Issue #1137, opened 2026-08-19
Test cannot fail: the compose digest pins assert that a digest is present, never which one — a half-done version bump is green


VijitSingh97:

[Assignment]
Retype all of the material. Each line must match exactly.

[Solution to this exercise]
Issue #1137, opened 2026-08-19
Test cannot fail: the compose digest pins assert that a digest is present, never which one — a half-done version bump is green


VijitSingh97:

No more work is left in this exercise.